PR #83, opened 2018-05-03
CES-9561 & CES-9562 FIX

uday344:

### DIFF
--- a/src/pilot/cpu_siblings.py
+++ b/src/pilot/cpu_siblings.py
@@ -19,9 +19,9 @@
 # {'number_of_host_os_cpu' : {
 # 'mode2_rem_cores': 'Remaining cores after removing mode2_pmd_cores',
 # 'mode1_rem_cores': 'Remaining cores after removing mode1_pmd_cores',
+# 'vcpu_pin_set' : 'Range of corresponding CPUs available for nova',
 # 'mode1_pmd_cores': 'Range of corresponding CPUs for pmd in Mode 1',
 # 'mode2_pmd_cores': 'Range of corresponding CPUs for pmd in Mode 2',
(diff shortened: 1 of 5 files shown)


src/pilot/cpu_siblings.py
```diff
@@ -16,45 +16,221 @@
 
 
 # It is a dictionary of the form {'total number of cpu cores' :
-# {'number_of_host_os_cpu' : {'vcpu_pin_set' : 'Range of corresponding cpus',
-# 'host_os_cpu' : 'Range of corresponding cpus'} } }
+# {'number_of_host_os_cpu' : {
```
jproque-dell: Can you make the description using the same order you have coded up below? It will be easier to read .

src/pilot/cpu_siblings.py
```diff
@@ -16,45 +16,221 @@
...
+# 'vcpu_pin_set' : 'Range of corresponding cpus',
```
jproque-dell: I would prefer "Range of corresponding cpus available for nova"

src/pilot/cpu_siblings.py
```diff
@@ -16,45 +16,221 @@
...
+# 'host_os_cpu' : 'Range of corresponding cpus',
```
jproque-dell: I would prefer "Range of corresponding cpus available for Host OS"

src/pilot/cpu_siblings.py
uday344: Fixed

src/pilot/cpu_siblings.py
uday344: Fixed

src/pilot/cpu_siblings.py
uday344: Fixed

□ □ □

From the data, work out how many lines include the word "Range"; the reply is that number and nothing else.

Task answer >>
9